PROBLEM DESCRIPTION: Could you copy every entry exactly, with nothing changed?

(MATERIAL FOR THE TASK Opens)

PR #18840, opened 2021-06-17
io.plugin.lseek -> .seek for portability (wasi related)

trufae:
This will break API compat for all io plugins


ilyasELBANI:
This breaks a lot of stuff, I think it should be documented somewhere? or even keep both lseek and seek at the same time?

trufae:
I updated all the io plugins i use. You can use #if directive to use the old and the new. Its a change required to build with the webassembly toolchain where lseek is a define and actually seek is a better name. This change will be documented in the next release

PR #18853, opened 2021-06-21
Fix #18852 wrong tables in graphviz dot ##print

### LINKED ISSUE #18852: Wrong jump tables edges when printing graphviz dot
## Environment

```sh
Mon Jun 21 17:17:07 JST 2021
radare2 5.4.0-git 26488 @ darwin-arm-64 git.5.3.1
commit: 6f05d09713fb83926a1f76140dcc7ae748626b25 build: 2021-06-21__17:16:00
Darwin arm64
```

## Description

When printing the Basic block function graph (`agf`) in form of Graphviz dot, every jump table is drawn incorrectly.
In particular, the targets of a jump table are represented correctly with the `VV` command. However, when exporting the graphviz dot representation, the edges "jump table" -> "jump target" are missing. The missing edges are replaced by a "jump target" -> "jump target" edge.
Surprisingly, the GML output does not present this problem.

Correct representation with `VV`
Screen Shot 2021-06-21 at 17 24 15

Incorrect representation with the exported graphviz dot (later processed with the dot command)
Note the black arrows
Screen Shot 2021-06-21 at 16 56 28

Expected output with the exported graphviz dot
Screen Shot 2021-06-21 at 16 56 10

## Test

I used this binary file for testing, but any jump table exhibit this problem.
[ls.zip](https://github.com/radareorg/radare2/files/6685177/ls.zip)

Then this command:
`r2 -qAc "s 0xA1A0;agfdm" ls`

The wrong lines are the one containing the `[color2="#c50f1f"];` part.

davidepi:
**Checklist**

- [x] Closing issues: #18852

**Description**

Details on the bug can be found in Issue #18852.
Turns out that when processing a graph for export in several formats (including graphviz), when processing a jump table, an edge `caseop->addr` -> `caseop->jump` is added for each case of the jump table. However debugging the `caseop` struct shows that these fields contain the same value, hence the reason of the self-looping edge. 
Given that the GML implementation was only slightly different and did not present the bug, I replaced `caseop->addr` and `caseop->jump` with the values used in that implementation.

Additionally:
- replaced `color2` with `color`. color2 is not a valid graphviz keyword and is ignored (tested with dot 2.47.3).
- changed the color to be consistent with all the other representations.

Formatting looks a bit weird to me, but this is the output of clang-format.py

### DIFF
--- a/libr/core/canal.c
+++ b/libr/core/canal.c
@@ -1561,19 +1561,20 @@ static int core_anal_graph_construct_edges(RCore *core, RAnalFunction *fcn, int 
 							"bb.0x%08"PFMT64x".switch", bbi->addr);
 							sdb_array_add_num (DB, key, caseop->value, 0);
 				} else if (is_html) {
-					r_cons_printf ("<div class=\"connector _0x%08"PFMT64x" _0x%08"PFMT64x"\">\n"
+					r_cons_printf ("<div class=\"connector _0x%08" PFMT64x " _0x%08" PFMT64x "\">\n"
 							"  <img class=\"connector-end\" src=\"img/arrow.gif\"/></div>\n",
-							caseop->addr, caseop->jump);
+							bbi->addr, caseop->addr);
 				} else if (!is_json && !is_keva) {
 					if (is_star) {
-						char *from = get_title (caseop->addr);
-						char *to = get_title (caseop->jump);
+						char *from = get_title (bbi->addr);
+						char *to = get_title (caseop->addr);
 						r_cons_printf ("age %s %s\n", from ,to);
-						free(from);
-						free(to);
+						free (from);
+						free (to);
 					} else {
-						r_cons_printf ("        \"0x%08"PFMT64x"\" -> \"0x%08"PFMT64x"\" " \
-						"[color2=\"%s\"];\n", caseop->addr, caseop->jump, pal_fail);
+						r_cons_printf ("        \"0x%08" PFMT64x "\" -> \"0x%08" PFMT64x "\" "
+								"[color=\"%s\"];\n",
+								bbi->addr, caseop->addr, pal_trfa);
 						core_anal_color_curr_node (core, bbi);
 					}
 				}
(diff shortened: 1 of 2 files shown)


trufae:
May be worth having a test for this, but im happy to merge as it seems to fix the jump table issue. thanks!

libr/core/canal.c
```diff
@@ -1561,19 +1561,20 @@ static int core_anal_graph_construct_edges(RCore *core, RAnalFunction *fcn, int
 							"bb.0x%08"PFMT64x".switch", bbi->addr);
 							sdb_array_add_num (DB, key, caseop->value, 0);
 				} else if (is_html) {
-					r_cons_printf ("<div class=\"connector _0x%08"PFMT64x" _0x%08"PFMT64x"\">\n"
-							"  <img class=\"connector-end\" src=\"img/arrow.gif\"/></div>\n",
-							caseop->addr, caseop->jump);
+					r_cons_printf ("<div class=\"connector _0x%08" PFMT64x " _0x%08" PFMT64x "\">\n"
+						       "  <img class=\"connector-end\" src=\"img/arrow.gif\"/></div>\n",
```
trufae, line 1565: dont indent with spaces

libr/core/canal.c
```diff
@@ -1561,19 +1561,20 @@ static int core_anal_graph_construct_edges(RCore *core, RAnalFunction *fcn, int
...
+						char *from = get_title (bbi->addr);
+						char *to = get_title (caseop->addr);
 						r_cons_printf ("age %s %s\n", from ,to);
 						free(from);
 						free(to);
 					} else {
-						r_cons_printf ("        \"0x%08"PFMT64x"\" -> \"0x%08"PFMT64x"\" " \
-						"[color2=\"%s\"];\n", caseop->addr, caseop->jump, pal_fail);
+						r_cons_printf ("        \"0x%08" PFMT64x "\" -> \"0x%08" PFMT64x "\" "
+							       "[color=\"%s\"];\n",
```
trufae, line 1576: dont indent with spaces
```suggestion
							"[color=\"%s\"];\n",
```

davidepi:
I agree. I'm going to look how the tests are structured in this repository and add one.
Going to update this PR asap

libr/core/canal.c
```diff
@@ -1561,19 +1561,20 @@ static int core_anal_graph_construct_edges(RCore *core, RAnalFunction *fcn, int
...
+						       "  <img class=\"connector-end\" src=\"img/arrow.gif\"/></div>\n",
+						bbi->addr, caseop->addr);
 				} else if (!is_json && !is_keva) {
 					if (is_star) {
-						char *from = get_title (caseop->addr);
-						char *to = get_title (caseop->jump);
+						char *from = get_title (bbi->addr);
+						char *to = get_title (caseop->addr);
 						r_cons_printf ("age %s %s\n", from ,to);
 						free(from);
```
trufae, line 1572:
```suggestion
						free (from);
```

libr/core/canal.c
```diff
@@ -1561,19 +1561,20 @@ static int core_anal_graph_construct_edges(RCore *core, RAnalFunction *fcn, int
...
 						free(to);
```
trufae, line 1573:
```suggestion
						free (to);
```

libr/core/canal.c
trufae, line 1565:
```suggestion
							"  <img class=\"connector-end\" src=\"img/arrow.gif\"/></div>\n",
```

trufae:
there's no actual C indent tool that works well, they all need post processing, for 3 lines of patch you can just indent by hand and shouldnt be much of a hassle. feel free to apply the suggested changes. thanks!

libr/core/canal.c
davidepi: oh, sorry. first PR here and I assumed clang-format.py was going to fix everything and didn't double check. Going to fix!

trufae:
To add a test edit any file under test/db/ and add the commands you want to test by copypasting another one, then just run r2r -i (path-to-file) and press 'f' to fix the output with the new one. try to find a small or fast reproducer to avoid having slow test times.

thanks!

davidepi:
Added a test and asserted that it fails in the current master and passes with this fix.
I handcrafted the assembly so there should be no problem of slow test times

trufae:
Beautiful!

(MATERIAL FOR THE TASK Closes)

ANSWER BOX:
PR #18840, opened 2021-06-17
io.plugin.lseek -> .seek for portability (wasi related)

trufae:
This will break API compat for all io plugins


ilyasELBANI:
This breaks a lot of stuff, I think it should be documented somewhere? or even keep both lseek and seek at the same time?

trufae:
I updated all the io plugins i use. You can use #if directive to use the old and the new. Its a change required to build with the webassembly toolchain where lseek is a define and actually seek is a better name. This change will be documented in the next release

PR #18853, opened 2021-06-21
Fix #18852 wrong tables in graphviz dot ##print

### LINKED ISSUE #18852: Wrong jump tables edges when printing graphviz dot
## Environment

```sh
Mon Jun 21 17:17:07 JST 2021
radare2 5.4.0-git 26488 @ darwin-arm-64 git.5.3.1
commit: 6f05d09713fb83926a1f76140dcc7ae748626b25 build: 2021-06-21__17:16:00
Darwin arm64
```

## Description

When printing the Basic block function graph (`agf`) in form of Graphviz dot, every jump table is drawn incorrectly.
In particular, the targets of a jump table are represented correctly with the `VV` command. However, when exporting the graphviz dot representation, the edges "jump table" -> "jump target" are missing. The missing edges are replaced by a "jump target" -> "jump target" edge.
Surprisingly, the GML output does not present this problem.

Correct representation with `VV`
Screen Shot 2021-06-21 at 17 24 15

Incorrect representation with the exported graphviz dot (later processed with the dot command)
Note the black arrows
Screen Shot 2021-06-21 at 16 56 28

Expected output with the exported graphviz dot
Screen Shot 2021-06-21 at 16 56 10

## Test

I used this binary file for testing, but any jump table exhibit this problem.
[ls.zip](https://github.com/radareorg/radare2/files/6685177/ls.zip)

Then this command:
`r2 -qAc "s 0xA1A0;agfdm" ls`

The wrong lines are the one containing the `[color2="#c50f1f"];` part.

davidepi:
**Checklist**

- [x] Closing issues: #18852

**Description**

Details on the bug can be found in Issue #18852.
Turns out that when processing a graph for export in several formats (including graphviz), when processing a jump table, an edge `caseop->addr` -> `caseop->jump` is added for each case of the jump table. However debugging the `caseop` struct shows that these fields contain the same value, hence the reason of the self-looping edge. 
Given that the GML implementation was only slightly different and did not present the bug, I replaced `caseop->addr` and `caseop->jump` with the values used in that implementation.

Additionally:
- replaced `color2` with `color`. color2 is not a valid graphviz keyword and is ignored (tested with dot 2.47.3).
- changed the color to be consistent with all the other representations.

Formatting looks a bit weird to me, but this is the output of clang-format.py

### DIFF
--- a/libr/core/canal.c
+++ b/libr/core/canal.c
@@ -1561,19 +1561,20 @@ static int core_anal_graph_construct_edges(RCore *core, RAnalFunction *fcn, int 
 							"bb.0x%08"PFMT64x".switch", bbi->addr);
 							sdb_array_add_num (DB, key, caseop->value, 0);
 				} else if (is_html) {
-					r_cons_printf ("<div class=\"connector _0x%08"PFMT64x" _0x%08"PFMT64x"\">\n"
+					r_cons_printf ("<div class=\"connector _0x%08" PFMT64x " _0x%08" PFMT64x "\">\n"
 							"  <img class=\"connector-end\" src=\"img/arrow.gif\"/></div>\n",
-							caseop->addr, caseop->jump);
+							bbi->addr, caseop->addr);
 				} else if (!is_json && !is_keva) {
 					if (is_star) {
-						char *from = get_title (caseop->addr);
-						char *to = get_title (caseop->jump);
+						char *from = get_title (bbi->addr);
+						char *to = get_title (caseop->addr);
 						r_cons_printf ("age %s %s\n", from ,to);
-						free(from);
-						free(to);
+						free (from);
+						free (to);
 					} else {
-						r_cons_printf ("        \"0x%08"PFMT64x"\" -> \"0x%08"PFMT64x"\" " \
-						"[color2=\"%s\"];\n", caseop->addr, caseop->jump, pal_fail);
+						r_cons_printf ("        \"0x%08" PFMT64x "\" -> \"0x%08" PFMT64x "\" "
+								"[color=\"%s\"];\n",
+								bbi->addr, caseop->addr, pal_trfa);
 						core_anal_color_curr_node (core, bbi);
 					}
 				}
(diff shortened: 1 of 2 files shown)


trufae:
May be worth having a test for this, but im happy to merge as it seems to fix the jump table issue. thanks!

libr/core/canal.c
```diff
@@ -1561,19 +1561,20 @@ static int core_anal_graph_construct_edges(RCore *core, RAnalFunction *fcn, int
 							"bb.0x%08"PFMT64x".switch", bbi->addr);
 							sdb_array_add_num (DB, key, caseop->value, 0);
 				} else if (is_html) {
-					r_cons_printf ("<div class=\"connector _0x%08"PFMT64x" _0x%08"PFMT64x"\">\n"
-							"  <img class=\"connector-end\" src=\"img/arrow.gif\"/></div>\n",
-							caseop->addr, caseop->jump);
+					r_cons_printf ("<div class=\"connector _0x%08" PFMT64x " _0x%08" PFMT64x "\">\n"
+						       "  <img class=\"connector-end\" src=\"img/arrow.gif\"/></div>\n",
```
trufae, line 1565: dont indent with spaces

libr/core/canal.c
```diff
@@ -1561,19 +1561,20 @@ static int core_anal_graph_construct_edges(RCore *core, RAnalFunction *fcn, int
...
+						char *from = get_title (bbi->addr);
+						char *to = get_title (caseop->addr);
 						r_cons_printf ("age %s %s\n", from ,to);
 						free(from);
 						free(to);
 					} else {
-						r_cons_printf ("        \"0x%08"PFMT64x"\" -> \"0x%08"PFMT64x"\" " \
-						"[color2=\"%s\"];\n", caseop->addr, caseop->jump, pal_fail);
+						r_cons_printf ("        \"0x%08" PFMT64x "\" -> \"0x%08" PFMT64x "\" "
+							       "[color=\"%s\"];\n",
```
trufae, line 1576: dont indent with spaces
```suggestion
							"[color=\"%s\"];\n",
```

davidepi:
I agree. I'm going to look how the tests are structured in this repository and add one.
Going to update this PR asap

libr/core/canal.c
```diff
@@ -1561,19 +1561,20 @@ static int core_anal_graph_construct_edges(RCore *core, RAnalFunction *fcn, int
...
+						       "  <img class=\"connector-end\" src=\"img/arrow.gif\"/></div>\n",
+						bbi->addr, caseop->addr);
 				} else if (!is_json && !is_keva) {
 					if (is_star) {
-						char *from = get_title (caseop->addr);
-						char *to = get_title (caseop->jump);
+						char *from = get_title (bbi->addr);
+						char *to = get_title (caseop->addr);
 						r_cons_printf ("age %s %s\n", from ,to);
 						free(from);
```
trufae, line 1572:
```suggestion
						free (from);
```

libr/core/canal.c
```diff
@@ -1561,19 +1561,20 @@ static int core_anal_graph_construct_edges(RCore *core, RAnalFunction *fcn, int
...
 						free(to);
```
trufae, line 1573:
```suggestion
						free (to);
```

libr/core/canal.c
trufae, line 1565:
```suggestion
							"  <img class=\"connector-end\" src=\"img/arrow.gif\"/></div>\n",
```

trufae:
there's no actual C indent tool that works well, they all need post processing, for 3 lines of patch you can just indent by hand and shouldnt be much of a hassle. feel free to apply the suggested changes. thanks!

libr/core/canal.c
davidepi: oh, sorry. first PR here and I assumed clang-format.py was going to fix everything and didn't double check. Going to fix!

trufae:
To add a test edit any file under test/db/ and add the commands you want to test by copypasting another one, then just run r2r -i (path-to-file) and press 'f' to fix the output with the new one. try to find a small or fast reproducer to avoid having slow test times.

thanks!

davidepi:
Added a test and asserted that it fails in the current master and passes with this fix.
I handcrafted the assembly so there should be no problem of slow test times

trufae:
Beautiful!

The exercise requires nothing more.